▼

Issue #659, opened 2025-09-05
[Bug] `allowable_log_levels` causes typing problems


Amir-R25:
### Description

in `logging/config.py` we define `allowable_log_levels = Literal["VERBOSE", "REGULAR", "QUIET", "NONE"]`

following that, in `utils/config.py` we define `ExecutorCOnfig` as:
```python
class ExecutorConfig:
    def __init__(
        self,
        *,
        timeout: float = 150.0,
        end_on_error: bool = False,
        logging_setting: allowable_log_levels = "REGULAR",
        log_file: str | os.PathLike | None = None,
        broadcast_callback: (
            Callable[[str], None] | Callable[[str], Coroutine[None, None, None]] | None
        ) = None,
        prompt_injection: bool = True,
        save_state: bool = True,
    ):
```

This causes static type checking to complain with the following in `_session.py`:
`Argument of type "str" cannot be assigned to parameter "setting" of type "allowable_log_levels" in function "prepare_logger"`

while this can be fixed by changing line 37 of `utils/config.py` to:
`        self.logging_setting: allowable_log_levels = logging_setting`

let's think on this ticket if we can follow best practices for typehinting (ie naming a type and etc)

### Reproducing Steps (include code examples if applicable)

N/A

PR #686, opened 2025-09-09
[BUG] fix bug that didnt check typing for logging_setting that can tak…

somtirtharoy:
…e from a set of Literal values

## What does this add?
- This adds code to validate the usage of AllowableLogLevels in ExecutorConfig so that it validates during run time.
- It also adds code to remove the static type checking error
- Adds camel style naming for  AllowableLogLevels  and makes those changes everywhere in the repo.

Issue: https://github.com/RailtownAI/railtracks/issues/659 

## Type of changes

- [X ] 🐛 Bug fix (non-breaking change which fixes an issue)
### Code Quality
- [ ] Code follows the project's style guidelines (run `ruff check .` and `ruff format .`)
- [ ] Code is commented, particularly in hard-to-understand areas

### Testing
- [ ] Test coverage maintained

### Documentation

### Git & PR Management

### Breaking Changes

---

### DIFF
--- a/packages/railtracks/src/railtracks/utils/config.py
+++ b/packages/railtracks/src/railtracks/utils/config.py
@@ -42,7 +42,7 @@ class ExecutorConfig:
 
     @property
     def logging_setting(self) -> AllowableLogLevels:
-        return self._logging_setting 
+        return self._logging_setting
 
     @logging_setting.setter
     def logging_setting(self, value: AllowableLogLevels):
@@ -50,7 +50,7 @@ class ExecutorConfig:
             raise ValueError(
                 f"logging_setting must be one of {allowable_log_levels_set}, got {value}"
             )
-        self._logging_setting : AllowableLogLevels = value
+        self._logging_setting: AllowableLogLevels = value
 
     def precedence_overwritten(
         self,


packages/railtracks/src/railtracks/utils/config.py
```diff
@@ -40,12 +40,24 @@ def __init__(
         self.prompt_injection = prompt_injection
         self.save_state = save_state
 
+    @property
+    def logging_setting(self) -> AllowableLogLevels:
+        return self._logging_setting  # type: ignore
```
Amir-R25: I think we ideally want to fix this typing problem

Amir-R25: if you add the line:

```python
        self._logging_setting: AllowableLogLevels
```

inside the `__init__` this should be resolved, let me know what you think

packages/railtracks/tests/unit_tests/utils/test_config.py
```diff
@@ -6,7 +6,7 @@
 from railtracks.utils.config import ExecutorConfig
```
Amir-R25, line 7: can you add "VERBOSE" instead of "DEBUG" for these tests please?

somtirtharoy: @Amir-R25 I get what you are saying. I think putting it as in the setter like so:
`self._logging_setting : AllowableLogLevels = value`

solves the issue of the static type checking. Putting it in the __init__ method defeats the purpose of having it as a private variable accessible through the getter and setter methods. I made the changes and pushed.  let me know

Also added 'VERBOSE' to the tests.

▲

> **WHAT YOU ARE ASKED TO DO**: The answer is to be a bare number, showing how many lines of the records contain "True".

> **ANSWER SPACE**: 2